▸ TASK REQUIREMENTS
In the entries below, find each line with the word "defaults" and pull it out.

[Collected data]
PR #1375, opened 2020-07-03
Fix broken server argument for CMDB db calls, #1374

### LINKED ISSUE #1374: cmdb documenation does not match behavior ($server argument is ignored)
## Describe the bug

See the documentation for retrieving a value from the cmdb database: https://metacpan.org/pod/Rex::CMDB#cmdb

With cmdb defaults and according to the documentation, I expect the following code to return the value associated with 'some_key' located in cmdb/some_server.yml (or cmdb/environment/some_server.yml or cmdb/my_os/some_server.yml):

`my $value = get cmdb('some_key', 'some_server');`

This is not the case, however. When the above code is execute in a task, the server argument is ignored and Rex tries to pull the key from the yml file for the server the task is being run on. When the above code is executed outside of task, the value is pulled from the local host's cmdb file

## How to reproduce it

1. create a cmdb/some_server.yml and add key/value pairs to it
2. attempt to retrieve values from yml file with `get cmdb` when not running a task on `some_server`

In file cmdb/some_server.yml, add this key/value pair:

`some_key: some_value`

```perl
use strict;
use warnings;
use Rex -feature => [ qw( 1.4 ) ];

task test, 'some_other_server', sub {
  my $value = get cmdb('some_key', 'some_server'));
  print $value;
};

```

## Expected behavior

`$value` should be value found in `some_server.yml` file. Instead, value from `some_other_server.yml` (if it exists) is returned.

## Circumstances

 - Rex version: 1.11
 - Perl version: 5.24.4
 - OS running rex: Darwin
 - OS managed by rex: Darwin

*Additional notes:*
The bug seems to be introduced at https://github.com/RexOps/Rex/blob/master/lib/Rex/CMDB/YAML.pm#L96

This line eventually calls the `parse_path` function: https://github.com/RexOps/Rex/blob/master/lib/Rex/Helper/Path.pm#L216

This function only uses the current connection to determine the server. So any $server argument passed to `get cmdb()` just gets ignored.

sdondley:
This PR fixes #1374 by allowing `$server` argument to work.

## Checklist

- [x] tests pass on Travis CI 
- [x] git history is clean    

### DIFF
--- a/lib/Rex/CMDB/Base.pm
+++ b/lib/Rex/CMDB/Base.pm
@@ -24,9 +24,9 @@ sub new {
 }
 
 sub _parse_path {
-  my ( $self, $path ) = @_;
+  my ( $self, $path, $server ) = @_;
 
-  return parse_path($path);
+  return parse_path( $path, $server );
 }
 
 1;
--- a/lib/Rex/CMDB/YAML.pm
+++ b/lib/Rex/CMDB/YAML.pm
@@ -93,7 +93,7 @@ sub get {
     @files = @{ $self->{path} };
   }
 
-  @files = map { $self->_parse_path($_) } @files;
+  @files = map { $self->_parse_path( $_, $server ) } @files;
 
   my $all = {};
   Rex::Logger::debug( Dumper( \@files ) );
--- a/lib/Rex/Helper/Path.pm
+++ b/lib/Rex/Helper/Path.pm
@@ -214,12 +214,12 @@ sub resolv_path {
 }
 
 sub parse_path {
-  my ($path) = @_;
+  my ( $path, $server ) = @_;
   my %hw;
 
   require Rex::Commands::Gather;
 
-  $hw{server}      = Rex::Commands::connection()->server;
+  $hw{server}      = $server || Rex::Commands::connection()->server;
   $hw{environment} = Rex::Commands::environment();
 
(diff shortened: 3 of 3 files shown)


ferki:
I can review/test this more as soon as I'm back online again properly in a week or so.

Could you add a test case to this PR please to demonstrate the failure, and then that this proposed change fixes that case? It seems it's keeping the current tests happy too already :+1:

sdondley:
After looking at this issue a little more closely, I think bigger problem is that the current tests at `t/cmdb.t` does not run the tests under a typical default condition. The typical default condition is that cmdb path is set to:

```
[
  'cmdb/{operatingsystem}/{hostname}.yml',
  'cmdb/{operatingsystem}/default.yml',
  'cmdb/{environment}/{hostname}.yml',
  'cmdb/{environment}/default.yml',
  'cmdb/{hostname}.yml',
  'cmdb/default.yml'
]
```

And all the tests fail when the path is set to:

```
[
  't/cmdb/{operatingsystem}/{hostname}.yml',
  't/cmdb/{operatingsystem}/default.yml',
  't/cmdb/{environment}/{hostname}.yml',
  't/cmdb/{environment}/default.yml',
  't/cmdb/{hostname}.yml',
  't/cmdb/default.yml'
]
```

The above setting would more properly mimic typical usage because these are the defaults.

So it looks to that there is a major bug in the algorithm for finding the proper yml file when there are variables in the path.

▸ TASK RESPONSE
With cmdb defaults and according to the documentation, I expect the following code to return the value associated with 'some_key' located in cmdb/some_server.yml (or cmdb/environment/some_server.yml or cmdb/my_os/some_server.yml):
The above setting would more properly mimic typical usage because these are the defaults.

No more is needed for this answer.